The Homeric Hymns A New Prose Translation And Essays Literary A

Chapter 4

Chapter 43,928 wordsPublic domain

That the Eleusinia included an ethical element seems undeniable. This one would think probable, _a priori_, on the ground that Greek Mysteries are an embellished survival of the initiatory rites of savages, which do contain elements of morality. This I have argued at some length in "Myth, Ritual, and Religion." Many strange customs in some Greek Mysteries, such as the daubing of the initiate with clay, the use of the [Greek text] (the Australian _Tundun_, a small piece of wood whirled noisily by a string), the general suggestion of _a new life_, the flogging of boys at Sparta, their retreat, each with his instructor (Australian _kabbo_, Greek [Greek text]) to the forests, are precisely analogous to things found in Australia, America, and Africa.
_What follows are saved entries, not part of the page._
PR #782, opened 2026-06-14
docs(moss-tts): document MOSS-TTS-Local variant in cookbook

xinlij:
## Summary

Adds the **MOSS-TTS-Local-Transformer-v1.5** variant to the MOSS-TTS cookbook (`docs/cookbook/moss_tts.md`), which previously only documented the delay model (`MOSS-TTS-v1.5`).

### Prerequisites
- Distinguishes the two checkpoints (single-GPU delay model vs. two-GPU Local variant).
- Adds the `hf download OpenMOSS-Team/MOSS-TTS-Local-Transformer-v1.5` command.
- Notes the codec (`MOSS-Audio-Tokenizer-v2`, 48 kHz output) is loaded via the checkpoint's remote code, so `trust_remote_code` must be enabled.

### Server Configuration
- Splits into two subsections, one per checkpoint.
- Documents the Local launch with `examples/configs/moss_tts_local.yaml` and its **two-GPU** default (AR engine on `cuda:0`, codec on `cuda:1`).
- Notes the single-GPU option via `config_cls: MossTTSLocalColocatedPipelineConfig`.

The request shape and generation parameters are identical to the delay model, so the existing synthesis examples apply to both variants. Note the output sample rate differs (Local 48 kHz vs. delay 24 kHz).

### Verified against the codebase
- Architecture (36-layer Qwen3 backbone + 1-layer frame-local transformer): `sglang_omni/models/moss_tts_local/sglang_model.py`.
- Two-GPU default (`codec_device="cuda:1"`) vs. colocated (`codec_device="cuda:0"`): `sglang_omni/models/moss_tts_local/config.py`.
- `config_cls: MossTTSLocalColocatedPipelineConfig` resolves via the `Variants` lookup in `sglang_omni/models/registry.py` (`get_config_cls_by_name`).
- 48 kHz output: `sglang_omni/models/moss_tts_local/payload_types.py` (`sample_rate = 48000`).

### DIFF
--- a/docs/cookbook/moss_tts.md
+++ b/docs/cookbook/moss_tts.md
@@ -9,21 +9,40 @@ duration control, and the vocoder reconstructs 24 kHz speech. In SGLang-Omni it 
 `preprocessing → tts_engine → vocoder` pipeline and is served through the OpenAI-compatible
 `/v1/audio/speech` endpoint.
 
+SGLang-Omni serves two MOSS-TTS checkpoints:
+
+- **`MOSS-TTS-v1.5`** (default) — the delay-pattern model described above; a single-GPU
+  `preprocessing → tts_engine → vocoder` pipeline.
+- **`MOSS-TTS-Local-Transformer-v1.5`** — the "Local" variant, which pairs the Qwen3 backbone
+  with a local frame transformer and the `MOSS-Audio-Tokenizer-v2` codec (reconstructing **48 kHz**
+  speech). Its pipeline defaults to **two GPUs** (the ~1B-param codec runs on a second device so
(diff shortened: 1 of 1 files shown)


docs/cookbook/moss_tts.md
gaoyang07, line 2: For readability and discoverability, we might consider splitting this section into two dedicated subsections from the beginning: one for the Delay Pattern model and one for the Local Transformer model. Each subsection could describe the corresponding architecture, serving pipeline, hardware assumptions, and usage examples. This would make the tradeoff between the two token modeling patterns more explicit and avoid mixing model-specific details in a single flow.

PR #78, opened 2019-05-16
[RPC] Support to get name at a specific number of block

kjunu:
relate : https://github.com/aergoio/aergo-protobuf/pull/27


graup:
looks ok to me

graup:
I especially like the use of the `AccountStateReader` interface :+1:

PR #94, opened 2019-11-11
Reduce log level for some messages in chain and rpc

graup:
Reduced log level for some messages that seem unnecessary in normal operation.


graup:
Ping @kjunu @everjs78

kjunu:
ok :)

PR #102, opened 2020-01-22
Topic/keystore

acktsap:
Since store module is too complicated, i've just refactored to extract storage interface.
This is a pre-stage of keystore. @graup have to review it to check side effects of refactoring.

After keystore is implemented. It will be merged. Don't merge until keystore is implemented.


acktsap:
And i also add keystore proposal

# Proposal

We have no common keystore file format among clients. So i propose a common keystore format. A foramt is inspired by ethereum keystore file.

## File

AmLxM6Ae1fUQKQ9AJbT2sv54Mzv96jJM4pKycCzpuAjNj4564eFs__keystore.txt

```json
{
  "aergo_address": "Amdxxxx",
  "ks_version": 1,
  "kdf": {
    "algorithm": "algorithm_name",
    "params": {
      "some_param": "some_value"
    },
    "mac": "mesasge_authentication_code"
  },
  "cipher": {
    "algorithm": "algorithm_name",
    "params": {
      "some_param": "some_value"
    },
    "ciphertext": "dxxxx",
  }
}
```

### Rule

- Version field is for choosing cipher algorithm. If version updates, cipher algorithm would be updated (also format).
- Every file has it's own algorithm and parameters per version. If any of the parameters break, throw error (Invalid file format).
- File name is '{account_address}__keystore.txt' or '{alias}__keystore.txt'
- File name is used to identify keystore file. No same address (or alias) is allowed.
- For the alias file, you can have same keystore file representing same account using different alias. That's fine.
- Alias must be form of `[a-zA-Z0-9]+`

## KeyStore

Directory based keystore

```sh
> ls ./my_keystore
AmLxM6Ae1fUQKQ9AJbT2sv54Mzv96jJM4pKycCzpuAjNj4564eFs__keystore.txt
AmgVbUZiReUVFXdYb4UVMru4ZqyicSsFPqumRx8LfwMKLFk66SNw__keystore.txt
AmLxM6Ae1fUQKQ9AJbT2sv54Mzv96jJM4pKycCzpuAjNj4564eFs__keystore.txt
myalias1__keystore.txt
myalias2__keystore.txt
```

### Rule

- Identity is account_address or alias. Only file with format `{account_address or alias}__keystore.txt` is accepted
- Save : (identity, password)\
  If (identity is exists) -> throw error\
  else -> Encrypt with a password -> Save as file name `{account_address or alias}__keystore.txt`
- Load : (identity, password)\
  If (Identify by file name fails) -> throw error\
  else If (decrypt with a password failure) -> throw error\
  else -> decrypt result
- List : List existing identities.

## V1 encrypt/decrypt process

Encrypt

```go
hashedPassword := Script(rawPassword)
cipherText := encrypt(rawPrivateKey, hashedPassword)
mac := calculateMac(cipherText, hashedPassword)
```

Decrypt

```go
var json // json file

if json.ks_version != 1 {
  return nil, "Invalid keystore version"
}

hashedPassword := Script (rawPassword)
mac := (cipherText, hashedPassword)
if json.mac != mac {
  return nil, "Invalid mac"
}

rawPrivateKey := decrypt(cipherText, hashedPassword)
```

account/key/storage.go
```diff
@@ -0,0 +1,15 @@
+package key
+
+import (
+	"github.com/btcsuite/btcd/btcec"
+)
+
+type Identity = []byte
```
graup: Any reason for adding this new type instead of reusing `Address` (from key/address.go)?

account/key/utils.go
```diff
@@ -0,0 +1,60 @@
...
+	h.Write(b2)
+	return h.Sum(nil)
+}
+
+func encrypt(base, key, data []byte) ([]byte, error) {
+	block, err := aes.NewCipher(key)
+	if err != nil {
+		return nil, err
+	}
+	// Never use more than 2^32 random nonces with a given key because of the risk of a repeat.
```
graup: You added this comment, but I don't understand what it has to do with the following line.

cmd/aergocli/cmd/accounts.go
```diff
@@ -93,7 +93,7 @@ var newCmd = &cobra.Command{
 				cmd.Printf("Failed: %s\n", err.Error())
 				return
 			}
-			err = ks.SaveAddress(addr)
+			// err = ks.SaveAddress(addr)
```
graup: I think you're right, `CreateKey` calls `addKey` which calls `save`. Let's remove this whole line instead of commenting it.

account/key/storage.go
acktsap: I've just replaced Address with Identity in 1ce93068f62e294417aa5ab2e3778ae47ecc39d0

Address and Identity are both just a byte array. But the Address has less meaning. I intend to cover more meaning (eg. alias).

account/key/utils.go
acktsap: I didn't add it. I've just copied.

cmd/aergocli/cmd/accounts.go
acktsap: Yes you are right. I missed. Fixed in 1ce93068f62e294417aa5ab2e3778ae47ecc39d0

account/key/storage.go
graup: Okay, good!

account/key/utils.go
graup: ok maybe we can improve it later then

acktsap:
Build failure is fixed in another commit. @graup can you review it? Local build would not fail.

account/key/badgerdb.go
```diff
@@ -83,6 +114,17 @@ func (ks *BadgerStorage) Close() {
 	ks.db.Close()
 }
 
+func openBadgerDb(path string) (opened db.DB, err error) {
+	defer func() {
+		failed := recover()
```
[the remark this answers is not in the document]
acktsap: `db.NewDB(db.LevelImpl, path)` panic on error. I indend to provide similar interface (*OpenedDB, err) for all storage type.

account/key/aergo_storage.go
```diff
@@ -0,0 +1,147 @@
...
+	ks.RWMutex.RLock()
+	defer ks.RWMutex.RUnlock()
+
+	// FIXME: save itself.... need to refactor store.go
+	encodedIdentity := types.EncodeAddress(identity)
+
+	fileName := fmt.Sprintf(fileNameTemplate, string(encodedIdentity))
+	absFilePath := filepath.Join(ks.storePath, fileName)
+
+	// origin badger storage permits duplication...
```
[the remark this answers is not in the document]
acktsap: It makes absolute file path for corresponding identity (address) and check existance of file by path.

types/errors.go
```diff
@@ -54,6 +54,8 @@ var (
 
 	ErrShouldUnlockAccount = errors.New("should unlock account first")
 
+	ErrWrongIdentityPassWord = errors.New("identity or password is incorrect")
```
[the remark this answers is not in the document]
acktsap: Removed in ba6baba3bd0593673185b22608bbcd8d2fa90305

account/key/store.go
```diff
@@ -135,6 +149,15 @@ func (ks *Store) GetAddresses() ([]Identity, error) {
 	return ks.storage.List()
 }
 
+// can open & has at least on account in it
+func hasAccount(storage Storage) bool {
```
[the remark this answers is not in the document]
acktsap: Removed in ba6baba3bd0593673185b22608bbcd8d2fa90305

account/key/address.go
```diff
@@ -1,29 +1,19 @@
...
-	keyLength := len(pubkey.X.Bytes())
-	if keyLength < 32 { // Add padding
-		for i := 1; i < types.AddressLength-keyLength; i++ {
-			binary.Write(addr, binary.LittleEndian, uint8(0))
-		}
-	}
-	binary.Write(addr, binary.LittleEndian, pubkey.X.Bytes())
-	return addr.Bytes() // 33 bytes
+	return delegate.GenerateAddress(pubkey)
 }
```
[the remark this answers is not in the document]
acktsap: Replaced in ba6baba3bd0593673185b22608bbcd8d2fa90305

account/key/crypto/test/AmMzdvQMremMBwFqrVWc4Urq1VaFPmbAGY7VBtfDnCXE93vSct7H__keystore.txt
```diff
@@ -0,0 +1,22 @@
+{
+  "aergo_address":"AmMzdvQMremMBwFqrVWc4Urq1VaFPmbAGY7VBtfDnCXE93vSct7H",
+  "ks_version":1,
```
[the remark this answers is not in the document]
acktsap: It looks "ks_version": "1" is right. Fixed in ba6baba3bd0593673185b22608bbcd8d2fa90305

graup:
Looks good to me so far. Will need some more QA testing after it's merged.

To summarize what happens currently: 
- If an old badger db exists, we keep using that one.
- Otherwise, creating/importing addresses now uses the new keystore (creating keystore files in the filesystem)

Should we provide some kind of migration path for users of the old system? For migration, you'd have to export all your old accounts (using each one's password), delete the db, and then re-import all accounts, correct? Maybe just providing a guide will be fine.

account/key/store.go
```diff
@@ -28,27 +27,39 @@ type Store struct {
...
 		unlocked:     map[string]*keyPair{},
 		unlockedLock: &sync.Mutex{},
-		storage:      db.NewDB(db.LevelImpl, dbPath),
 	}
+
+	// FIXME: more elegant coding
+	if storage, err := LoadBadgerStorage(storePath); nil == err {
+		store.storage = storage
+	} else {
+		storage, err := NewAergoStorage(storePath)
```
graup: This stores the keystore files directly in the `$datadir`, right? Maybe we should add a sub directory like `keystore`?

acktsap: Applied in 596508c5f479e6f05f37c2da8f334796826699b8

acktsap: Applied in 9e4226a9998191014d53cae1bceba1ab725f10d3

Now savage rites are often associated with what we think gross cruelty, and, as in Fiji, with abandoned license, of which the Fathers also accuse the Greeks. But, among the Yao of Central Africa, the initiator, observes Mr. Macdonald, "is said to give much good advice. His lectures condemn selfishness, and a selfish person is called _mwisichana_, that is, 'uninitiated.'" {74a}

Among the Australians, Dampier, in 1688, observed the singular unselfish generosity of distribution of food to the old, the weak, and the sick. According to Mr. Howitt, the boys of the Coast Murring tribe are taught in the Mysteries "to speak the straightforward truth while being initiated, and are warned to avoid various offences against propriety and morality." The method of instruction is bad, a pantomimic representation of the sin to be avoided, but the intention is excellent. {74b} Among the Kurnai respect for the old, for unprotected women, the duty of unselfishness, and other ethical ideas are inculcated, {74c} while certain food taboos prevail during the rite, as was also the case in the Eleusinia. That this moral idea of "sharing what they have with their friends" is not confined merely to the tribe, is proved by the experience of John Finnegan, a white man lost near Moreton Bay early in this century. "At all times, whether they had much or little, fish or kangaroo, they always gave me as much as I could eat." Even when the whites stole the fish of the natives, and were detected, "instead of attempting to repossess themselves of the fish, they instantly set at work to procure more for us, and one or two fetched us as much _dingowa_ as they could carry." {75} The first English settlers in Virginia, on the other hand, when some native stole a cup, burned down the whole town.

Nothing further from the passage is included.